Stored items »
Start of Block

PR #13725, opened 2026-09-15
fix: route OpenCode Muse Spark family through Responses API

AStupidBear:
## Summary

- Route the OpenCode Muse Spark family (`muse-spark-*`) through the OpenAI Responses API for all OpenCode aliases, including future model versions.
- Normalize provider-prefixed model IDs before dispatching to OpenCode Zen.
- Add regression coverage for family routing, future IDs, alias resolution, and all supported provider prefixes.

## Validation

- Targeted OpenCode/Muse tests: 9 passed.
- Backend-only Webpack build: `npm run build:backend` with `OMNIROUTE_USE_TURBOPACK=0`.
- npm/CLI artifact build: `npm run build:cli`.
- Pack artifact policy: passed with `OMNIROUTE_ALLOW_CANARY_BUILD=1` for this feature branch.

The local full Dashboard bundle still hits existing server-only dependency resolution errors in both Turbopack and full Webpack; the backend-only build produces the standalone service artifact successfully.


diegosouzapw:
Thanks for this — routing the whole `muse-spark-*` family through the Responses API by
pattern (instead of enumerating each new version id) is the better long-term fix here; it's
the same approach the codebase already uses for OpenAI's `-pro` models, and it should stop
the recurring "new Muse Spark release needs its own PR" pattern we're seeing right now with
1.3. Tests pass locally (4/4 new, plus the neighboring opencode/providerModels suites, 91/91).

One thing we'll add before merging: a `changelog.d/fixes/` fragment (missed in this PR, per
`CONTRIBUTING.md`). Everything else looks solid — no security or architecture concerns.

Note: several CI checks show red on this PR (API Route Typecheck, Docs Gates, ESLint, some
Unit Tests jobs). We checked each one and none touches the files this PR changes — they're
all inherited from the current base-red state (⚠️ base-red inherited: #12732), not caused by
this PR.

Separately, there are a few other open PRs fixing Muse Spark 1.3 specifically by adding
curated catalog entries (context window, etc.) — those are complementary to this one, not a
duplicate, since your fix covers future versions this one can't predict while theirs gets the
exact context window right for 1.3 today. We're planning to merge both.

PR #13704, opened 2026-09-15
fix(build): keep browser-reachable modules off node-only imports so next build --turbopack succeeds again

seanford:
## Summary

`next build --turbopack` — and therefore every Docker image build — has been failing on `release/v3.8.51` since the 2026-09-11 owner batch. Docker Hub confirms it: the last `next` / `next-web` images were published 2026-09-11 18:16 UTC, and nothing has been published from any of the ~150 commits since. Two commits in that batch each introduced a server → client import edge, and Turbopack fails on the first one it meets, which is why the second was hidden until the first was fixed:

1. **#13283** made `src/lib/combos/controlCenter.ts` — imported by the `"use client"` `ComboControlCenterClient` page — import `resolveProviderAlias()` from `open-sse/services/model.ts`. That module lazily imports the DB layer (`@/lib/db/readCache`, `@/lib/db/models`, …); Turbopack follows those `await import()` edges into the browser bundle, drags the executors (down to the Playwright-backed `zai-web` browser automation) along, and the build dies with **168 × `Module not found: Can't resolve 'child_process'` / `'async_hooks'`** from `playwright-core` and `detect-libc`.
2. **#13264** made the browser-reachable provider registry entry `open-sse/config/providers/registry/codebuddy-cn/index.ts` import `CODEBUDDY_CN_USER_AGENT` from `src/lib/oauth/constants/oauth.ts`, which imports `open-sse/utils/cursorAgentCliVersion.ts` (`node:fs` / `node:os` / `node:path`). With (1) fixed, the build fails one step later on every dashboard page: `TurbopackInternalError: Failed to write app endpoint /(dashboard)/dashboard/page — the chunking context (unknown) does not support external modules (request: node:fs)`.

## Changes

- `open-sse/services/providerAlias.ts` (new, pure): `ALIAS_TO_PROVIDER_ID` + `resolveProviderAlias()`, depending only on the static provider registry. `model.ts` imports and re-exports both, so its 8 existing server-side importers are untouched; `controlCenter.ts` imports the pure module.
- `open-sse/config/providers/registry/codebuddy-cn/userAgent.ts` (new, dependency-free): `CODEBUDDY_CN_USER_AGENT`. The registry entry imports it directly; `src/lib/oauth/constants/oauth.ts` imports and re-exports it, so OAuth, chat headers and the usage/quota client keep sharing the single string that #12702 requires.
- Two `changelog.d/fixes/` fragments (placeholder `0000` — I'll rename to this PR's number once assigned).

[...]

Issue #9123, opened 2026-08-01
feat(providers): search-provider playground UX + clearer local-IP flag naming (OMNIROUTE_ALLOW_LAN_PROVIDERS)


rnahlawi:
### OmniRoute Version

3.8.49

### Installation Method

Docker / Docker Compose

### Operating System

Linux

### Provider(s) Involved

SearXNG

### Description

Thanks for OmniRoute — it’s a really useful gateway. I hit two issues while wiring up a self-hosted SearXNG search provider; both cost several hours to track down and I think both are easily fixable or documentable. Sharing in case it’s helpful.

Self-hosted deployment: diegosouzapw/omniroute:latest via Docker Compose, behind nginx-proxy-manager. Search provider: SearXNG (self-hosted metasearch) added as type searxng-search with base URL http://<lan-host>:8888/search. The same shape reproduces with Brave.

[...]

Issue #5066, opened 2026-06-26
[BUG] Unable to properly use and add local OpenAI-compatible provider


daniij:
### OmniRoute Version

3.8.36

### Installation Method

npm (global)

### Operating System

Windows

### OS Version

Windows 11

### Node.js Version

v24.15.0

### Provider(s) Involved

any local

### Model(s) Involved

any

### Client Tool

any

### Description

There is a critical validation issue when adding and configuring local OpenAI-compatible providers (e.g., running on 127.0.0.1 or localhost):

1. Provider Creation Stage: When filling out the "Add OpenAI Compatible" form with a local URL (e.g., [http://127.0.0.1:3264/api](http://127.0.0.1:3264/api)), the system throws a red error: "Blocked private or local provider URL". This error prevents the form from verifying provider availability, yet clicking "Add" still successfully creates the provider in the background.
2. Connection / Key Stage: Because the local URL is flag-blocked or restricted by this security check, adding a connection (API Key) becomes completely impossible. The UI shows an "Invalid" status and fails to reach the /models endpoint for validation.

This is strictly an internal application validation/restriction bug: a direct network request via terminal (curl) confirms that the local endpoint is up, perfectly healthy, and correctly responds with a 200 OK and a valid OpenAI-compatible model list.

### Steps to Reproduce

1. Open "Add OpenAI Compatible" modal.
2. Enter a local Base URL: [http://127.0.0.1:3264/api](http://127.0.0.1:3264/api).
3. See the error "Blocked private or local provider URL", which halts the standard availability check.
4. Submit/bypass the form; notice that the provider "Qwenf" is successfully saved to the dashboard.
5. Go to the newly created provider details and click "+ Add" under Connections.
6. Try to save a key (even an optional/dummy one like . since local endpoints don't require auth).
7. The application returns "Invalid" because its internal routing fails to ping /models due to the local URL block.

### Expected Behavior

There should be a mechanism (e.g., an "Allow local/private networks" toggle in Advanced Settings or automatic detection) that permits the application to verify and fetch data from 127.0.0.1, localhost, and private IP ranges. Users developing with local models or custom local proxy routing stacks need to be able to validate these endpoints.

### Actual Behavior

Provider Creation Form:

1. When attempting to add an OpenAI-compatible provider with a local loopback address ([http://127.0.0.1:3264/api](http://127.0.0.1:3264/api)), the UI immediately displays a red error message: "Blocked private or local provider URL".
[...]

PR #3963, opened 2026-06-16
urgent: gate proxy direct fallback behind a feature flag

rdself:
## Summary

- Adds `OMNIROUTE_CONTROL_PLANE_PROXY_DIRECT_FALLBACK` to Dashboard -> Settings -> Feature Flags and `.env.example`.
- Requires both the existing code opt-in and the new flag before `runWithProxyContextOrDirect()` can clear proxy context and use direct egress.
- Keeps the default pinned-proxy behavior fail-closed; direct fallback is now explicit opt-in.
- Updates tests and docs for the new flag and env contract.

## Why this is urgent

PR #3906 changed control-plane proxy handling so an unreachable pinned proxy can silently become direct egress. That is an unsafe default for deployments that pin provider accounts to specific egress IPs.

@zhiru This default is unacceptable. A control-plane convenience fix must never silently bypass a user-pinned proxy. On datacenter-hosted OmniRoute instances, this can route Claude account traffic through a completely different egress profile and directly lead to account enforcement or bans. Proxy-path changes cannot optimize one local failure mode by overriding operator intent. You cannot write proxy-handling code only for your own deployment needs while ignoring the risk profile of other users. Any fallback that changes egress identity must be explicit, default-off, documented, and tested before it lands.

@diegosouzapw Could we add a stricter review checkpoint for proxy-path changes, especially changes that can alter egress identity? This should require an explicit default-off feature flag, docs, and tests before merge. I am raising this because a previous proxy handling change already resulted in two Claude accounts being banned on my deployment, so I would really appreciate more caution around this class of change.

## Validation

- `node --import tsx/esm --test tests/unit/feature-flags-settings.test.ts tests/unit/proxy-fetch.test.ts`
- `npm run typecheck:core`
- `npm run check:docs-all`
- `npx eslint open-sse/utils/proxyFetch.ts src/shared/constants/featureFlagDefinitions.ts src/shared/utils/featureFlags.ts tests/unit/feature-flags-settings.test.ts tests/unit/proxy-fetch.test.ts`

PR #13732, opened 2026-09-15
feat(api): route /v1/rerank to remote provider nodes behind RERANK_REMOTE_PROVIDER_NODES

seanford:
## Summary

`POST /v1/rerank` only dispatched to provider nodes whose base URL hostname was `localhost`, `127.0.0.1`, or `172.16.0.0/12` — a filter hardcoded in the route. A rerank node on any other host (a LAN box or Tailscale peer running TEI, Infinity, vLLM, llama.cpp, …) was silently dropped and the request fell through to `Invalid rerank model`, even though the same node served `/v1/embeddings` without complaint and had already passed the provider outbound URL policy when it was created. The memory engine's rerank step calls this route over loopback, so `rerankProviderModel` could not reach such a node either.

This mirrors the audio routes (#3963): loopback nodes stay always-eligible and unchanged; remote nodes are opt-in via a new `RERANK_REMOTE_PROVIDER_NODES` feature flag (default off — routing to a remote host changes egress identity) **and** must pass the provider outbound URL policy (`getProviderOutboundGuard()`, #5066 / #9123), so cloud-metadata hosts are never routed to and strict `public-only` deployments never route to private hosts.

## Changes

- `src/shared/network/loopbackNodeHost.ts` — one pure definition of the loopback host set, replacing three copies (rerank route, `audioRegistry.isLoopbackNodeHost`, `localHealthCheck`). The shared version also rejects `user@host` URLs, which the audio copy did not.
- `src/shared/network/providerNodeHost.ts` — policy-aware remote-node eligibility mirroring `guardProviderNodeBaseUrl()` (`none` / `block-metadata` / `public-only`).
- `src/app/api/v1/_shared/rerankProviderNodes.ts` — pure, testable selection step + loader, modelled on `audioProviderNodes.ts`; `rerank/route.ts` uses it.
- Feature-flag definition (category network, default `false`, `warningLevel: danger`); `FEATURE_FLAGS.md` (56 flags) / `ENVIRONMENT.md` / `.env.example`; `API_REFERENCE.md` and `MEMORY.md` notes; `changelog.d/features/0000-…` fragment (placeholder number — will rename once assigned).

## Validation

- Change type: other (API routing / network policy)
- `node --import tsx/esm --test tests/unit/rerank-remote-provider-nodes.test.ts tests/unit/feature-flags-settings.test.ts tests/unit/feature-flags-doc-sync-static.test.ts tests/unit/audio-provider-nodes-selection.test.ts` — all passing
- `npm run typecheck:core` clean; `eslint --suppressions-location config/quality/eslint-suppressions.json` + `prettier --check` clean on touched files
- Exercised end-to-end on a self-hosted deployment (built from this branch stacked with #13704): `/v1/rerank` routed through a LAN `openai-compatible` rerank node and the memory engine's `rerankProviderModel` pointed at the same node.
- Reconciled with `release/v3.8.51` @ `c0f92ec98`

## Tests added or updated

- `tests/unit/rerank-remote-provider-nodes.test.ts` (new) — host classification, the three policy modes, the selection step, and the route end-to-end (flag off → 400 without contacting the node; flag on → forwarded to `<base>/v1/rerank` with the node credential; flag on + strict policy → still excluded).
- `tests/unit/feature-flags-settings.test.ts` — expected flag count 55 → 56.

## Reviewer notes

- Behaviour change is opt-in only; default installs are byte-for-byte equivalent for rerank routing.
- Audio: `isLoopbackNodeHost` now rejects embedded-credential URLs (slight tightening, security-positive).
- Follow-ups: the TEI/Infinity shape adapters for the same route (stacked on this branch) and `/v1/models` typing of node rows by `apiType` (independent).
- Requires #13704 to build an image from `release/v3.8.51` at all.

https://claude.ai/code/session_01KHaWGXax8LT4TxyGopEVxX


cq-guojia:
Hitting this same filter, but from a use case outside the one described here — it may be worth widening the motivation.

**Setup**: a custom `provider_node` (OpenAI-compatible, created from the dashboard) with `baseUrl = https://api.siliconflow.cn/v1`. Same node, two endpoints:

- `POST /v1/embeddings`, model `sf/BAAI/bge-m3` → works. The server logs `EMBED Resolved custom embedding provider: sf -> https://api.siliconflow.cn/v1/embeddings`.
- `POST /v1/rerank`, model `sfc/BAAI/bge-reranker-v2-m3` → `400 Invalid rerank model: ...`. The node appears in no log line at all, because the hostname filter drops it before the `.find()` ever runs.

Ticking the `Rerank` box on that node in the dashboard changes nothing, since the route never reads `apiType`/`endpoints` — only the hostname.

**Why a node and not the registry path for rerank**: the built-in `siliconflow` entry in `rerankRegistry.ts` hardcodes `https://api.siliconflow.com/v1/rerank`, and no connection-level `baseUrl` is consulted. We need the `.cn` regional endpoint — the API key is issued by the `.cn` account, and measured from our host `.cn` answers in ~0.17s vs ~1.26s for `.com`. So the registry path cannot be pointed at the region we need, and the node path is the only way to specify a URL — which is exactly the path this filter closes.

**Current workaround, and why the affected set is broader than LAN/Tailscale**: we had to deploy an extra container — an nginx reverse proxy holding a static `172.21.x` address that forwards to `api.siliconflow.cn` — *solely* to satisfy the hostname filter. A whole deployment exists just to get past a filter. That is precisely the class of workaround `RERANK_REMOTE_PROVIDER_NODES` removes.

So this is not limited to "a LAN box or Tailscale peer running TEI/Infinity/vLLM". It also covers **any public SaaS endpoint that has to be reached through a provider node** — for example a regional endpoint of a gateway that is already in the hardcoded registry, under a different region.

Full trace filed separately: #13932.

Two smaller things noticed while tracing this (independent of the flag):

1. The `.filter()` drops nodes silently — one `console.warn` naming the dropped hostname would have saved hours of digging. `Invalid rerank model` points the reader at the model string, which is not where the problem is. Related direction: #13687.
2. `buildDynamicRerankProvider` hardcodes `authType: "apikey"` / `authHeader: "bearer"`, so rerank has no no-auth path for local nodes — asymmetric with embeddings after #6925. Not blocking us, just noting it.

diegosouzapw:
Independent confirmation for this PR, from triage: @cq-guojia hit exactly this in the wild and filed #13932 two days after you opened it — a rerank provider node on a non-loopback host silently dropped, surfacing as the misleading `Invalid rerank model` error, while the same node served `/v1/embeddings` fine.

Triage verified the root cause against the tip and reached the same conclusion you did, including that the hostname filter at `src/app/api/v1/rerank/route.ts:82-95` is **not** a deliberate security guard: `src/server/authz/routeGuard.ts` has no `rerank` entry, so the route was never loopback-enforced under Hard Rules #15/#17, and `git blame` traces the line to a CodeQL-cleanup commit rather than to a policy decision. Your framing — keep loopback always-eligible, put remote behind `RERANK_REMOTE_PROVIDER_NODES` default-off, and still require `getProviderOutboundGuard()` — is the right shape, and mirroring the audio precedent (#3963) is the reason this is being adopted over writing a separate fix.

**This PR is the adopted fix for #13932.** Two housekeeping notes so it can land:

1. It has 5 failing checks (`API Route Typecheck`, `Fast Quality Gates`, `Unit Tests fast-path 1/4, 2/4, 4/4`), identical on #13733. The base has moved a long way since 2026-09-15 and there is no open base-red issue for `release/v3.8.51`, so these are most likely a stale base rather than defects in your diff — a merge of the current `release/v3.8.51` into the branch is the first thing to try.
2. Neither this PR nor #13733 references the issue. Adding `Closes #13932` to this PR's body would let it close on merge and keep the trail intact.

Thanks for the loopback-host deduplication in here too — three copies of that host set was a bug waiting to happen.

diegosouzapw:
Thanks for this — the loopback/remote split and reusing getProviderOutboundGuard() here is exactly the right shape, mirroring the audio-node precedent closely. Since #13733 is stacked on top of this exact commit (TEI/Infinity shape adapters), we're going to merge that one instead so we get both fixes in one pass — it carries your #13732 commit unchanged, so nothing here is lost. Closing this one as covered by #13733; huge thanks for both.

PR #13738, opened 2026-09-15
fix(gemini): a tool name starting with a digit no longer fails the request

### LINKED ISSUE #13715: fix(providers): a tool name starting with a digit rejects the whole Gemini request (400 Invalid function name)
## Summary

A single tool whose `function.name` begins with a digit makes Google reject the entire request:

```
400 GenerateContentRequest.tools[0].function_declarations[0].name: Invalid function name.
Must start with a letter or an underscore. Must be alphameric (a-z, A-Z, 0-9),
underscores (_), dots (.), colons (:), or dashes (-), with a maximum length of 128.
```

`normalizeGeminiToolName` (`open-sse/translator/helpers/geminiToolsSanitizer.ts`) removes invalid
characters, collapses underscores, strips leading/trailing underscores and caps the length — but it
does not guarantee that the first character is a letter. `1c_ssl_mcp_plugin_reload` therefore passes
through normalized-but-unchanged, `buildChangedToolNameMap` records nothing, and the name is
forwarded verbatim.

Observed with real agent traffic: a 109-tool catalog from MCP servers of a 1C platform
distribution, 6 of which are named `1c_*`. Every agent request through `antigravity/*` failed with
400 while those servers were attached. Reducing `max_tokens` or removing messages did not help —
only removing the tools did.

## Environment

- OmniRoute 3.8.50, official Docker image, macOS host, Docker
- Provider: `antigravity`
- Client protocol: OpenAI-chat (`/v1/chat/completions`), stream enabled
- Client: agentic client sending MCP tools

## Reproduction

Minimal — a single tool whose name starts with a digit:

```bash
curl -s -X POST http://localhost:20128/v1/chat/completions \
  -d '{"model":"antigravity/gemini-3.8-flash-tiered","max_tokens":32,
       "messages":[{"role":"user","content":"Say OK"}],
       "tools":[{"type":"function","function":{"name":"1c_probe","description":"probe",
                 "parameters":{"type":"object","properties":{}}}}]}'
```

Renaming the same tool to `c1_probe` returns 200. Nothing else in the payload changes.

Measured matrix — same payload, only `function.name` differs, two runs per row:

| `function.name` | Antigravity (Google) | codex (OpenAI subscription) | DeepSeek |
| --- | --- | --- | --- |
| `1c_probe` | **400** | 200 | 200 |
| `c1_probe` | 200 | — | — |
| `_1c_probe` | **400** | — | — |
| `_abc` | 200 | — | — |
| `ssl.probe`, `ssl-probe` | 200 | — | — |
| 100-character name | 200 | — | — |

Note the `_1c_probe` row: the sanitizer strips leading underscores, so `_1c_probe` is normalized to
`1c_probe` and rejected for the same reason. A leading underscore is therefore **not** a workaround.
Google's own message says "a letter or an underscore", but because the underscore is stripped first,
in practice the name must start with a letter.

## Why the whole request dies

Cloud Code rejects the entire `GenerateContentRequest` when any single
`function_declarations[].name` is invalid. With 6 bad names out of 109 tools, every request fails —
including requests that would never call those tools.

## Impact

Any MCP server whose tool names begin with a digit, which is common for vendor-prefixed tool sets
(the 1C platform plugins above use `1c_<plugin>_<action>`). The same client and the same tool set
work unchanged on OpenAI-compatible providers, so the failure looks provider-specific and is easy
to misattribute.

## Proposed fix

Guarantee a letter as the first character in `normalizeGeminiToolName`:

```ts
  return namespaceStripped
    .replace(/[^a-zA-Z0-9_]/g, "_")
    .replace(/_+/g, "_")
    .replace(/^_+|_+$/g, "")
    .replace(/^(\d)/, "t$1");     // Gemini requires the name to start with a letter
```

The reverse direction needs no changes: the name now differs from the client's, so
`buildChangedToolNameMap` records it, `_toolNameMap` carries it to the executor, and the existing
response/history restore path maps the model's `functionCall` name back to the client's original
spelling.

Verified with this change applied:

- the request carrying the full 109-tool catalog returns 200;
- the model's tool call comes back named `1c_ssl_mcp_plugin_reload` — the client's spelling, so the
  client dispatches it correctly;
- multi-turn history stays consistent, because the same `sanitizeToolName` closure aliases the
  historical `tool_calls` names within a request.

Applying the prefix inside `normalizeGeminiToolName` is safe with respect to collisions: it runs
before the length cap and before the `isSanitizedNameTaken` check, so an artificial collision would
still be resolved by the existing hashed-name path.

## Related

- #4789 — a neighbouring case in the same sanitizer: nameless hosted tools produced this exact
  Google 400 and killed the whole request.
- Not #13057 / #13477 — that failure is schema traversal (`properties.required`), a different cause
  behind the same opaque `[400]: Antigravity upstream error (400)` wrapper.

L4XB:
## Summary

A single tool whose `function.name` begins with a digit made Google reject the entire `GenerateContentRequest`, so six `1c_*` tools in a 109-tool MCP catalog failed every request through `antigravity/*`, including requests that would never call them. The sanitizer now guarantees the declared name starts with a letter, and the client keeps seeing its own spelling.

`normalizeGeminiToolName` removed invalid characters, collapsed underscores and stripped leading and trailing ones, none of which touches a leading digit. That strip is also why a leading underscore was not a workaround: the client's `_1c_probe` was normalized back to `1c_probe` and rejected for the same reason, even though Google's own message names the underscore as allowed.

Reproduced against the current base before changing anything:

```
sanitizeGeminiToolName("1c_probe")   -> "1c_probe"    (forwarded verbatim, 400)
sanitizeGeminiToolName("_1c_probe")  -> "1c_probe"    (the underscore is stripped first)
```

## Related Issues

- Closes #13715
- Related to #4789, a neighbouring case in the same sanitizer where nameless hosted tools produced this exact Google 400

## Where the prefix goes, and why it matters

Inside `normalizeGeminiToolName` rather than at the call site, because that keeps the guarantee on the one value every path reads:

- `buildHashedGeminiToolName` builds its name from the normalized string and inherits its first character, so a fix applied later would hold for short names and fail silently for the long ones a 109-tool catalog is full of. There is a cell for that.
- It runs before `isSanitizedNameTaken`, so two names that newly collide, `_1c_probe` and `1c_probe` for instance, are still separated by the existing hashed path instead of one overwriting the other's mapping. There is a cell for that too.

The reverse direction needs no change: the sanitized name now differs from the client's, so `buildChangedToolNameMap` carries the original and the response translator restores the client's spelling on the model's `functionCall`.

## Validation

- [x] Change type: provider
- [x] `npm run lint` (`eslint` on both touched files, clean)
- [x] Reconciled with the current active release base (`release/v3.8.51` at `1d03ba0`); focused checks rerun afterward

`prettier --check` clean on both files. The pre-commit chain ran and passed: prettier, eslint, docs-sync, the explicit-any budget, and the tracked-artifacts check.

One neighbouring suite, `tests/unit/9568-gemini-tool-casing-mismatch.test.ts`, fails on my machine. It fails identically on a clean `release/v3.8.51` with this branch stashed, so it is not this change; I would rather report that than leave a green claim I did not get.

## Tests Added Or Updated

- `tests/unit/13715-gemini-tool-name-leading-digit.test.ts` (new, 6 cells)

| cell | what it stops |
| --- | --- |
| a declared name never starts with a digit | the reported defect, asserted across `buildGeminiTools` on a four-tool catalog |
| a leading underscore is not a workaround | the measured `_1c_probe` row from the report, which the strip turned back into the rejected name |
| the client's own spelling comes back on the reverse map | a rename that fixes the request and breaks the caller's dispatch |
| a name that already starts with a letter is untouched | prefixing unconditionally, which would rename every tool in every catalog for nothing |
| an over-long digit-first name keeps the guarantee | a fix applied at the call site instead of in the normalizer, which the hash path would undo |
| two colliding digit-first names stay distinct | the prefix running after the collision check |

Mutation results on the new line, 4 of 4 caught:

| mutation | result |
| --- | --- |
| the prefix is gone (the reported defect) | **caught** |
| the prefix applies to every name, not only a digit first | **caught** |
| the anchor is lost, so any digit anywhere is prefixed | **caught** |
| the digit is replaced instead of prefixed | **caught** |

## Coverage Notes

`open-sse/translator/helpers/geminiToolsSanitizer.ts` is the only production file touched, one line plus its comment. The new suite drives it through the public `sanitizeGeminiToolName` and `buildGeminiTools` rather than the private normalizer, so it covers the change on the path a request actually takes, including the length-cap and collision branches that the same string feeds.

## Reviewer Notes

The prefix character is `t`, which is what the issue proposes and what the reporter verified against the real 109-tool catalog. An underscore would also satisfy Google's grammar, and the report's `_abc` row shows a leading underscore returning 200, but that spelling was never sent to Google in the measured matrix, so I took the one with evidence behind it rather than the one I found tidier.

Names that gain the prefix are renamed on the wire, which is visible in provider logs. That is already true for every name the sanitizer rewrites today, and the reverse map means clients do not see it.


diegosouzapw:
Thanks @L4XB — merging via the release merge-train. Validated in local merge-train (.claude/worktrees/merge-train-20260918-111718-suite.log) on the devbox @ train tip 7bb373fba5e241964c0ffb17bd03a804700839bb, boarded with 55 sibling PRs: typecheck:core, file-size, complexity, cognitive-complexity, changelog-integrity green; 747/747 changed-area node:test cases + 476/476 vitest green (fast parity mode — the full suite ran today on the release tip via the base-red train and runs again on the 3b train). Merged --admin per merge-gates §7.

End of Block

Try it »
The lines running from the start of the data through the one that contains "- Route the" should be reproduced exactly, and only those.

Completed task »
PR #13725, opened 2026-09-15
fix: route OpenCode Muse Spark family through Responses API

AStupidBear:
## Summary

- Route the OpenCode Muse Spark family (`muse-spark-*`) through the OpenAI Responses API for all OpenCode aliases, including future model versions.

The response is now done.